[[ Exercise data, beginning ]]

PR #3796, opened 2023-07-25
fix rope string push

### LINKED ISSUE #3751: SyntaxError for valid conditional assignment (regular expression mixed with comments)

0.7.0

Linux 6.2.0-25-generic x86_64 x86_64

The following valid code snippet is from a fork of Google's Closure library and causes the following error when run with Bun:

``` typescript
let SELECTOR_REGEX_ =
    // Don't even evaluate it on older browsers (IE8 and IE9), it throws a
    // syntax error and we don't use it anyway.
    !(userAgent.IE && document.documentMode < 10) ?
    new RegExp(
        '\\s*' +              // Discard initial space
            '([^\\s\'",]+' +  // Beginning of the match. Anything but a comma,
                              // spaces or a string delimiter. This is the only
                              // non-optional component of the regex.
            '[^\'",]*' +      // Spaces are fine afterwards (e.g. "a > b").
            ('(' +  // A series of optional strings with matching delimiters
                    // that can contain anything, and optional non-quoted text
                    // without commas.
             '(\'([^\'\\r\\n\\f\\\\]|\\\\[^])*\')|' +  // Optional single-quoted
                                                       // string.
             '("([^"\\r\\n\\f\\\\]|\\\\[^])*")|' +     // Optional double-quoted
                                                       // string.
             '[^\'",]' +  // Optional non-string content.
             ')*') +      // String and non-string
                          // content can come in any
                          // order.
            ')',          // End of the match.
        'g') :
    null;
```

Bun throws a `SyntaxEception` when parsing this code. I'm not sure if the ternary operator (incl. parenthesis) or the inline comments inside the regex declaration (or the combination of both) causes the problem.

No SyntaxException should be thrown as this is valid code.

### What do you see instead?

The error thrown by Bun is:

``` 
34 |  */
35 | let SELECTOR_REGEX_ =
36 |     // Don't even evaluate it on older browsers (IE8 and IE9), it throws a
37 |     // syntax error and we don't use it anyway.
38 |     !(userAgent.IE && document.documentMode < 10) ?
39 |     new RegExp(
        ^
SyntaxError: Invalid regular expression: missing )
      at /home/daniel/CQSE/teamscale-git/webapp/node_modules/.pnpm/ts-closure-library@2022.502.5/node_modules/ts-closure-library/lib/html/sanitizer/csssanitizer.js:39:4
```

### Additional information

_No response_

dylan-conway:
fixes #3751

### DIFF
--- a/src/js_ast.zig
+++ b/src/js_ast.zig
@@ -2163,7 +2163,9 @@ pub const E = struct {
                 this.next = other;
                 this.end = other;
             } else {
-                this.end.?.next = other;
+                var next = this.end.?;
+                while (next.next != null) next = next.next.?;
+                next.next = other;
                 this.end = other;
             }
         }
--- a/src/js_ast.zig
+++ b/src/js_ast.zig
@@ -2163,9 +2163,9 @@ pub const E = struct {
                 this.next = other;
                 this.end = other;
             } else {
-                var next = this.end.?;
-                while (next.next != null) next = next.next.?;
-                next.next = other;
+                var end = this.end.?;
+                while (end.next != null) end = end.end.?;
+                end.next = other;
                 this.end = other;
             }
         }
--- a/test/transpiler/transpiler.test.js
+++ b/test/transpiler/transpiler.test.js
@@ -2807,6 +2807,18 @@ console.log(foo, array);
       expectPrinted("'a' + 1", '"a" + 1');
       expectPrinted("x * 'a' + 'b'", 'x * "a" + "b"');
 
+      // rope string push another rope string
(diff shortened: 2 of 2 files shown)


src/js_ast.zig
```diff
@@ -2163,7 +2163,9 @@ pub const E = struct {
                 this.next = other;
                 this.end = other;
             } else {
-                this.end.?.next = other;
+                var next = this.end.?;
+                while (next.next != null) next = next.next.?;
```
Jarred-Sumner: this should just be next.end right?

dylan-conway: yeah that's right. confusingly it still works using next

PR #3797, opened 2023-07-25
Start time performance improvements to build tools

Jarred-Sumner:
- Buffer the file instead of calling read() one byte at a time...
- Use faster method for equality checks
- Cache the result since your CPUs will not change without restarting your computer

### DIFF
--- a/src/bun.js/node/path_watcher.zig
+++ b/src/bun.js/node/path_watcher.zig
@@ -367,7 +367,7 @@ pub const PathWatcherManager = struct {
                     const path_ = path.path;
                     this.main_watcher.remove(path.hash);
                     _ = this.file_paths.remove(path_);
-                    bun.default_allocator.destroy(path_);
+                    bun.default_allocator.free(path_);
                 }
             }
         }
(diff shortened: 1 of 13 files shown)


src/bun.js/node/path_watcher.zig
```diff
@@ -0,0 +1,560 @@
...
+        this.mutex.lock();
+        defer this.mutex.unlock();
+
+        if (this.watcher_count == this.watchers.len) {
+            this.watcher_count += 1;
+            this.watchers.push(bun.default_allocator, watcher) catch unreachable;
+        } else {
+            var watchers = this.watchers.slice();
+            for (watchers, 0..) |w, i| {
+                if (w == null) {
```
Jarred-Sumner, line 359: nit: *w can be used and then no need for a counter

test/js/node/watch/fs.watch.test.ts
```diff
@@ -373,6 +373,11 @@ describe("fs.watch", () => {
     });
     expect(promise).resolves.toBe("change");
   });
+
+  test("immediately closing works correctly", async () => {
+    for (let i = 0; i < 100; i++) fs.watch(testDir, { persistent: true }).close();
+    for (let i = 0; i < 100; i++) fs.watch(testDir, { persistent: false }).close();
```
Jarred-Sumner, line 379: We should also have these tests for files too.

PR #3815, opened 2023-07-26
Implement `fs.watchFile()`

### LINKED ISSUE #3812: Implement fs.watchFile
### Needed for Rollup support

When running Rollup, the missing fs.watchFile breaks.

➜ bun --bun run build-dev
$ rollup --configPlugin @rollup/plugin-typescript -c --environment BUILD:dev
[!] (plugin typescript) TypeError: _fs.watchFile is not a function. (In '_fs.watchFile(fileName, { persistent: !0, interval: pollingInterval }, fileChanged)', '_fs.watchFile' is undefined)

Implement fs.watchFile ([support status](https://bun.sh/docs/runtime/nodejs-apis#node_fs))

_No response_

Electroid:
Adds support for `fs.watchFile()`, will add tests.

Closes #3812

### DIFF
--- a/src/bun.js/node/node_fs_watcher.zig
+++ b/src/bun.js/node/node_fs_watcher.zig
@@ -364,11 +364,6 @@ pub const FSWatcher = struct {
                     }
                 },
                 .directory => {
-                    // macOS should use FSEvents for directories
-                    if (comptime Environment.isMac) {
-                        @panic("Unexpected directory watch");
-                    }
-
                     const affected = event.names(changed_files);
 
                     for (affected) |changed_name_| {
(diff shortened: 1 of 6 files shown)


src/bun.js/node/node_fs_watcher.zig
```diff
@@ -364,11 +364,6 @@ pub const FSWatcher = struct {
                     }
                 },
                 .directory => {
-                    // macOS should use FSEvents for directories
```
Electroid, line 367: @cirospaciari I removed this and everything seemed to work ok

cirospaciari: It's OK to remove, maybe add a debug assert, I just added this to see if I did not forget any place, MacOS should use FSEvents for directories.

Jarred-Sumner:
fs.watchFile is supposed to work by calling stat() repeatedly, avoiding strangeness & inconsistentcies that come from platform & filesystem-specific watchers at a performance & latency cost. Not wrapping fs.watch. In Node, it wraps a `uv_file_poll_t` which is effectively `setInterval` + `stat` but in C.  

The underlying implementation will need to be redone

[[ Exercise data, end ]]

Activity » Give only the number of lines in the entries above that contain the string "without".

Exercise output » 2